Une salariée est engagée le 3 novembre 1992 en qualité de secrétaire assistante par une société d’avocats.
Cette salariée se trouve en arrêt maladie du 1er au 15 février 2010 puis du 18 octobre 2010 au 31 janvier 2011.
Elle saisit, le 28 décembre 2010, la juridiction prud'homale d'une demande en résiliation judiciaire de son contrat de travail.
A l'issue d'examens médicaux, elle est déclarée inapte à son poste le 14 mai 2011, un reclassement sur un autre site pouvant être envisagé.
Après avoir refusé deux propositions de reclassement, elle est licenciée, le 11 août 2011.

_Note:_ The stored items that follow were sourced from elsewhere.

PR #1651, opened 2025-07-07
minimum term search length should be one for elements

### LINKED ISSUE #1649: Allow users to search by single letter chemical symbols
Users need to be able to search for resources based on chemical symbol. Some symbols, however, have only one letter and Arches does not offer any concept search suggestions based on one letter. So, for concepts (not terms), users need to be able to get concept search suggestions based on a single letter.

aarongundel:
closes #1649


chiatt (approved):
LGTM

PR #1653, opened 2025-07-08
Ensure valueids in reference files match ids in migration

### LINKED ISSUE #1652: Valueids in package do not match those in concept migration
The valueids of recent concepts and collections do not match those generated by migrations that load concepts and collections for existing system. This could result in a divergence between extant and new instances of AFS. The ids in the package should updated to match the migration.

chiatt:
fixes #1652


aarongundel (approved):
LGTM

PR #1655, opened 2025-07-16
Add observation and instrument data for project reporting

chiatt:
Add observation and instrument data for project reporting


aarongundel (approved):
LGTM

PR #1674, opened 2026-01-30
Upgrade AfS to 8.1 - replace arches urls

njkim:


njkim:
Close this in favor of #1675

PR #48, opened 2018-01-13
EEI: interface method "getGasLeft"

jakelang:


axic:
This was actually implemented by #33.

PR #59, opened 2018-01-14
EEI: implement externalCodeCopy

axic:


src/eei.cpp
```diff
@@ -133,6 +133,25 @@ Literal EthereumInterface::callImport(Import *import, LiteralList& arguments) {
...
+      uint32_t codeOffset = arguments[2].geti32();
+      uint32_t length = arguments[3].geti32();
+
+      evm_address address = loadUint160(addressOffset);
+      const uint8_t *code;
+      size_t code_size = context->fn_table->get_code(&code, context, &address);
+
+      // NOTE: code will be freed by the call (client)
+
+      storeMemory(vector<uint8_t>(code, code + code_size), codeOffset, resultOffset, length);
```
axic: We create a vector here for simplicity only (`storeMemory` with checks operates on it). Will optimise this later.

src/eei.cpp
```diff
@@ -133,6 +133,25 @@ Literal EthereumInterface::callImport(Import *import, LiteralList& arguments) {
...
+      cout << "externalcodecopy" << endl;
+
+      uint32_t addressOffset = arguments[0].geti32();
+      uint32_t resultOffset = arguments[1].geti32();
+      uint32_t codeOffset = arguments[2].geti32();
+      uint32_t length = arguments[3].geti32();
+
+      evm_address address = loadUint160(addressOffset);
+      const uint8_t *code;
+      size_t code_size = context->fn_table->get_code(&code, context, &address);
```
axic: @chfast `get_code` returns a pointer to the pointer, not clear who needs to free that

src/eei.cpp
```diff
@@ -133,6 +133,25 @@ Literal EthereumInterface::callImport(Import *import, LiteralList& arguments) {
...
+
+      // NOTE: code will be freed by the call (client)
```
axic: `callee`

PR #61, opened 2018-01-14
Support metering in create interface and create tx

axic:


axic:
@chfast do you want to review how this could be done with way less copying of code?

src/hera.cpp
```diff
@@ -44,6 +44,14 @@ using namespace HeraVM;
 
 namespace {
 
+vector<uint8_t> sentinel(vector<uint8_t> const& input)
```
chfast: For this case you can pass by value, but that will probably change with the real metering.

src/hera.cpp
```diff
@@ -130,15 +138,33 @@ static struct evm_result evm_execute(
...
     execute(context, _code, *msg, result);
 
     // copy call result
     if (result.returnValue.size() > 0) {
-      ret.output_size = result.returnValue.size();
+      vector<uint8_t> returnValue;
+
+      if (msg->kind == EVM_CREATE) {
+        // Meter the deployed code
+        vector<uint8_t> metered = sentinel(reinterpret_cast<vector<uint8_t> const&>(result.returnValue));
```
chfast: You can move the `result.returnValue` but `reinterpret_cast` must be eliminated first.

src/hera.cpp
```diff
@@ -130,15 +138,33 @@ static struct evm_result evm_execute(
...
+        heraAssert(metered.size() > 5, "Invalid contract or metering failed.");
+        returnValue = metered;
+      } else {
+        returnValue = reinterpret_cast<vector<uint8_t> &>(result.returnValue);
```
chfast: You can also move here.

src/hera.cpp
```diff
@@ -130,15 +171,32 @@ static struct evm_result evm_execute(
...
+    }
+
     execute(context, _code, *msg, result);
 
     // copy call result
     if (result.returnValue.size() > 0) {
-      ret.output_size = result.returnValue.size();
+      vector<uint8_t> returnValue;
+
+      if (msg->kind == EVM_CREATE && !result.isRevert) {
```
chfast: Does the `.isRevert`  also mean a "failure"?

src/hera.cpp
```diff
@@ -130,15 +171,32 @@ static struct evm_result evm_execute(
...
+      } else {
+        returnValue = move(result.returnValue);
+      }
+
+      ret.output_size = returnValue.size();
       ret.output_data = (const uint8_t *)malloc(ret.output_size);
       heraAssert(ret.output_data != NULL, "Memory allocation failure.");
       ret.release = evm_destroy_result;
-      copy(result.returnValue.begin(), result.returnValue.end(), (char *)ret.output_data);
+      copy(returnValue.begin(), returnValue.end(), (char *)ret.output_data);
```
chfast: `(char*)` -> `reinterpret_cast`.

src/hera.cpp
```diff
@@ -44,6 +44,47 @@ using namespace HeraVM;
...
 
+vector<uint8_t> sentinel(struct evm_context* context, vector<uint8_t> const& input)
+{
+#if HERA_DEBUGGING
+  cout << "Metering (input " << input.size() << " bytes)..." << endl;
+#endif
+
+#if HERA_METERING_CONTRACT
+  evm_message metering_message = {
+    .address = { .bytes = { 10 } }, // precompile address 0x00...0a
```
chfast: The address is an array of bytes (aka "big endian"), so it must be `{0, 0, 0, ... , 10}`.

src/hera.cpp
axic: Yes. Real failures are caught by the exception block, here only two cases can happen success or revert.

lrettig:
My tests (https://github.com/ewasm/tests/pull/2) pass with this change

Dans son arrêt du 12 novembre 2015, la Cour d'appel d'Aix-en-Provence donne raison à la salariée, et prononce la résiliation judiciaire du contrat de travail.
L’employeur décide de se pourvoir en cassation, faisant grief à l’arrêt de la cour d’appel de prononcer la résiliation judiciaire du contrat de travail de la salariée à effet du 11 août 2011, et de dire cette rupture assimilable à un licenciement sans cause réelle et sérieuse.
Extrait de l’arrêt :
Attendu que l'employeur fait grief à l'arrêt de prononcer la résiliation judiciaire du contrat de travail de la salariée à effet du 11 août 2011, de dire cette rupture assimilable à un licenciement sans cause réelle et sérieuse et de le condamner à lui payer diverses indemnités de rupture alors, selon le moyen :
Mais la Cour de cassation confirme l’arrêt de la cour d’appel, rejetant à cette occasion le pourvoi formé par l’employeur.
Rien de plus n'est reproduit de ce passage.